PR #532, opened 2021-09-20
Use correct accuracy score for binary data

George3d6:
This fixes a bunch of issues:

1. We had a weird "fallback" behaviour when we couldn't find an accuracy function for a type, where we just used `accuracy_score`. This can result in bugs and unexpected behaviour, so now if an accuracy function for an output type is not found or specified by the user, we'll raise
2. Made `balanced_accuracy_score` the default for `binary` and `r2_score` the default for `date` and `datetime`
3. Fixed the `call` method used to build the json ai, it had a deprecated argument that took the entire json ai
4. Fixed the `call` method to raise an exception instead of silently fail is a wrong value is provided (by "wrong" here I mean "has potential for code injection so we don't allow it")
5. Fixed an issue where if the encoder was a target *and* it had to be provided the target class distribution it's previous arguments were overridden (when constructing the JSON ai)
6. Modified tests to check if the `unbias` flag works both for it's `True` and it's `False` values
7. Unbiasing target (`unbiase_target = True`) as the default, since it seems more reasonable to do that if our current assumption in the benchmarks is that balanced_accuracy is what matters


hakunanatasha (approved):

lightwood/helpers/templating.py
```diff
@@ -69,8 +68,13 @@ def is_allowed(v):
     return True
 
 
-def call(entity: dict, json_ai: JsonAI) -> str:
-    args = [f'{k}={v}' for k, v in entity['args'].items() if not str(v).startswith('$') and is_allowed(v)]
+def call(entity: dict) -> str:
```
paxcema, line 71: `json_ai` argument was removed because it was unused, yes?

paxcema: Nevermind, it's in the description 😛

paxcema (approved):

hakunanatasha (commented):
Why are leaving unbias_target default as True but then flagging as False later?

--

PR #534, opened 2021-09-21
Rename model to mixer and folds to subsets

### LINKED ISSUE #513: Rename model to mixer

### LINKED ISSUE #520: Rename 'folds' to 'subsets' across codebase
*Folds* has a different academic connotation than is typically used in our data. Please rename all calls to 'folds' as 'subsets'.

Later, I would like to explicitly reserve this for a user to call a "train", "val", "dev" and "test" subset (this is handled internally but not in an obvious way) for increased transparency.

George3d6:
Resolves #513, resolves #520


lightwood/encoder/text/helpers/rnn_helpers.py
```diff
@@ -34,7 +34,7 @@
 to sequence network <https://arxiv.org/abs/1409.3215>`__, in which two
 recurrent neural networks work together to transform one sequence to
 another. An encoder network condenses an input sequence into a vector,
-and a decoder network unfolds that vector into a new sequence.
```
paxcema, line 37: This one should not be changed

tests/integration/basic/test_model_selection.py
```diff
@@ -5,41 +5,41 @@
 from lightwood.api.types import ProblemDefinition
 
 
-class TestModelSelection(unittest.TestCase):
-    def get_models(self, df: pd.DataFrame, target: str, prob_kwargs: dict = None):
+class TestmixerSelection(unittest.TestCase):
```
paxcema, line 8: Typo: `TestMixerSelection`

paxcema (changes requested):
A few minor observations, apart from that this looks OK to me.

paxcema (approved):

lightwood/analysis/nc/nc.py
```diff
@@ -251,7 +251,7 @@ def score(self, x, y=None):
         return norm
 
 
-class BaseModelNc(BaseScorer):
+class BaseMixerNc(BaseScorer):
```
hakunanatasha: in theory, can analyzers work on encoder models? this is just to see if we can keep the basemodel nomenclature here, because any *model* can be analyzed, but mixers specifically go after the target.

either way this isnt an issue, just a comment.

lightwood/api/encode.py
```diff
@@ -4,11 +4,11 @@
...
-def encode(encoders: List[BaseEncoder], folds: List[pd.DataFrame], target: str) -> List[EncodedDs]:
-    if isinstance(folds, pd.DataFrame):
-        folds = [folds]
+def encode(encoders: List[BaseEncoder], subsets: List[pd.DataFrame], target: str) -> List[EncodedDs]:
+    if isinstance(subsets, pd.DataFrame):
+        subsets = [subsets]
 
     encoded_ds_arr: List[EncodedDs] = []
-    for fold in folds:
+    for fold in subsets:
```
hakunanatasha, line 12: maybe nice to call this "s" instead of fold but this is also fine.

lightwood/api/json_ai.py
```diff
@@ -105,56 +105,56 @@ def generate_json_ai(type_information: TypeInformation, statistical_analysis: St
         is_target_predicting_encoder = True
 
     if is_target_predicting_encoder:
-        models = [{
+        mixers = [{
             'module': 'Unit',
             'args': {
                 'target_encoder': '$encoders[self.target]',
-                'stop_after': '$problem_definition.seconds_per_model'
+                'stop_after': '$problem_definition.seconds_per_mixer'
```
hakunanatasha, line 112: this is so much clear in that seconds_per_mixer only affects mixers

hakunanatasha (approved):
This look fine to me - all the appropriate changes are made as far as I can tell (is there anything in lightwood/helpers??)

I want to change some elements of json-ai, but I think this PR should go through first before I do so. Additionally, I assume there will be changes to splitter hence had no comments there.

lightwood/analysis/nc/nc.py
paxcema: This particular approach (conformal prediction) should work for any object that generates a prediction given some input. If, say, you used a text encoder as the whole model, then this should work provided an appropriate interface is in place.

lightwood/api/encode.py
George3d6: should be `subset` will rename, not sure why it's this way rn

--

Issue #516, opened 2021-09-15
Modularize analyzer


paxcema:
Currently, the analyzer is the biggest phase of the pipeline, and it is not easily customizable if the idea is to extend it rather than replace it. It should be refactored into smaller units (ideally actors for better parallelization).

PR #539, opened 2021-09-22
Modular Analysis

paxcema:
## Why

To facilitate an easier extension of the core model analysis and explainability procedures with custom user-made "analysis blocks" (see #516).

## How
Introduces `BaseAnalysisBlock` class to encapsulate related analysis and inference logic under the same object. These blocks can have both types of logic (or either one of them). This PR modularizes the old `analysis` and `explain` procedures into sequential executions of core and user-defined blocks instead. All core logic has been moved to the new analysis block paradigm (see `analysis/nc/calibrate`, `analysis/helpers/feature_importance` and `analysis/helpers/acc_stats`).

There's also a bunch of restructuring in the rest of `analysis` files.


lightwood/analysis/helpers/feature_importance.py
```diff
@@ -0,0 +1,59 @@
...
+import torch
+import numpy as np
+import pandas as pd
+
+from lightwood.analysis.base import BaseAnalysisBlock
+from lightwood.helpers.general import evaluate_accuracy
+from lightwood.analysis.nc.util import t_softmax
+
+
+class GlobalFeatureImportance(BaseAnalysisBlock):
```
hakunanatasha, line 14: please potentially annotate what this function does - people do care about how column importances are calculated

### Exercise instructions:
Supply only the number of lines above in which "what" occurs.

### Your response:
2